GROUP BY groups rows by column values
Although it's fun to summarise, it'd be a lot more fun if we could do it in different groups.
This is (of course) a job for group by:
(
reformatted
%>% filter( !is.na( life_expectancy ))
%>% group_by( year ) # <- this is the only new operation!
%>% summarise(
min_life_expectancy = min( life_expectancy ),
average_life_expectancy = mean( life_expectancy ),
max_life_expectancy = max( life_expectancy ),
number_of_rows = n()
)
)
Cool! Let's plot it:
(
reformatted
%>% filter( !is.na( life_expectancy ))
%>% group_by( year )
%>% summarise(
min_life_expectancy = min( life_expectancy ),
average_life_expectancy = mean( life_expectancy ),
max_life_expectancy = max( life_expectancy ),
number_of_rows = n()
) %>% ggplot()
+ geom_line( aes( x = year, y = average_life_expectancy ), linewidth = 2)

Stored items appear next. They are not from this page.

PR #1902, opened 2023-02-12
Fix KVM+KVM regression from #1901 (MAX_SLOT assert failed)

bartoldeman:
Since muncommit calls mprotect over the whole main_pool (low+high at the same time), it covers two slots. Exclude this one from the valid-slot check since it doesn't happen elsewhere.

### DIFF
--- a/src/base/emu-i386/kvm.c
+++ b/src/base/emu-i386/kvm.c
@@ -603,13 +603,17 @@ void mprotect_kvm(int cap, dosaddr_t targ, size_t mapsize, int protect)
 	       MAPPING_DPMI|MAPPING_VGAEMU|MAPPING_KVM|MAPPING_CPUEMU|
 	       MAPPING_EXTMEM))) return;
 
-  p = kvm_get_memory_region(targ, mapsize);
-  if (!p) return;
+  /* don't apply this logic to mprotect covering multiple slots. There
+     is only one (from muncommit(), covering the whole main_pool). */
+  if (!(targ == 0 && mapsize > LOWMEM_SIZE + HMASIZE)) {
+    p = kvm_get_memory_region(targ, mapsize);
+    if (!p) return;
 
-  /* never apply write-protect to regions with dirty logging */
-  if ((protect & (PROT_READ|PROT_WRITE)) == PROT_READ &&
-      (p->flags & KVM_MEM_LOG_DIRTY_PAGES))
-    return;
+    /* never apply write-protect to regions with dirty logging */
+    if ((protect & (PROT_READ|PROT_WRITE)) == PROT_READ &&
+	(p->flags & KVM_MEM_LOG_DIRTY_PAGES))
+      return;
+  }
 
   if (monitor == NULL) return;
 


bartoldeman:
Alternative fix:
```
--- a/src/base/init/init.c
+++ b/src/base/init/init.c
@@ -353,6 +353,7 @@ void low_mem_init(void)
     mmap_kvm(MAPPING_INIT_LOWRAM, mem_base, memsize + dpmi_size,
            PROT_READ | PROT_WRITE, 0);
   }
+  sminit_com(&main_pool, mem_base, memsize + dpmi_size, mcommit, muncommit);
   result = alias_mapping(MAPPING_INIT_LOWRAM, 0, memsize,
                         PROT_READ | PROT_WRITE | PROT_EXEC, lowmem);
   if (result == -1) {
@@ -364,7 +365,6 @@ void low_mem_init(void)
   if (config.xms_size)
     config.xms_map_size = (mem_16M - (memsize + EXTMEM_SIZE)) & PAGE_MASK;
 
-  sminit_com(&main_pool, mem_base, memsize + dpmi_size, mcommit, muncommit);
   ptr = smalloc(&main_pool, memsize);
   assert(ptr == mem_base);
   /* smalloc uses PROT_READ | PROT_WRITE, needs to add PROT_EXEC here */
```
(tabs mangled).
That calls muncommit before the slot corresponding to main_pool is split into one for kvm_base and another one for higher memory. Not sure which you'd prefer.

stsp:
e1ba0868 says this:
```
    This patch also undoes d4cf49a99 as first alias_mapping()
    is needed to initialize mem_bases[], which are used in
    mprotect_mapping() called from muncommit() by sminit_com().
```
So I guess the "alternative fix" above
doesn't work. Lets think a bit more on
that. Will it help to have some custom
muncommit that doesn't care about
KVM? Or will it help to change current
muncommit to not care about KVM?
I think muncommit() is there mostly
to save memory and catch bugs.
It doesn't add any functionality.
So perhaps making it KVM-ignorant
is the right fix?

bartoldeman:
yes, `muncommit` could be adjusted. But it does make sense for the page tables for highmem to be initialized to PROT_NONE in KVM as well. I think perhaps best to make it do two mprotect calls, one for lowmem and one for highmem?

it now reads:
```
int muncommit(void *ptr, size_t size)
{
  dosaddr_t targ = DOSADDR_REL(ptr);
  int cap = (targ >= LOWMEM_SIZE + HMASIZE ? MAPPING_DPMI : MAPPING_LOWMEM);
  if (mprotect_mapping(cap, targ, size, PROT_NONE) == -1)
    return 0;
  return 1;
}
```
but when it's really used the first time targ=0, and size > LOWMEM_SIZE_HMASIZE, so it calls with MAPPING_LOWMEM even if it's goes beyond that as well.

It shouldn't be too hard to split.

Or mprotect_kvm could be a bit smarter than the patch attached in this PR and handle multiple but contiguous slots.
That's a bit more coding though. I'm out today so don't expect anything for the next 11 hours though.

stsp:
> yes, muncommit could be adjusted. But it does make sense for the page tables for highmem to be initialized
> to PROT_NONE in KVM as well.

But that's easy, see #1903 .
I just solve that on a smalloc level.

> Or mprotect_kvm could be a bit smarter than the patch attached in this PR and handle multiple but contiguous slots.

If that's only for init, then please no. :)
I think the most minimal fix is in smalloc,
so lets do just that?

bartoldeman:
Ok, good idea. Let's apply that then!

stsp:
So any mprotect problem remained?

bartoldeman:
I'll check this evening my time. I think there's some unnecessary page table init in kvm left when dpmi is not kvm but that doesn't hurt just good to cleanup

+ geom_line( aes( x = year, y = min_life_expectancy ), linetype = 2, linewidth = 2 )
+ geom_line( aes( x = year, y = max_life_expectancy ), linetype = 2, linewidth = 2 )
+ theme_minimal()
+ ylab( "Life expectancy" )
)
This combination of group by and summarise is very powerful.
Easy question: can you compute average (or median) life expectancy per country - averaging over years?
Harder question: you can also group by two things at once. Can you repeat the plot above but with different colours for developed and developing countries?
Hints.
You can use
group_by( year, status )
to group the data by both year and status.You'll also have to add the status variable into the
ggplot()
command. They go inside thoseaes()
commands, which are the 'aesthetic mappings' or 'channels' linking data variables to plot components.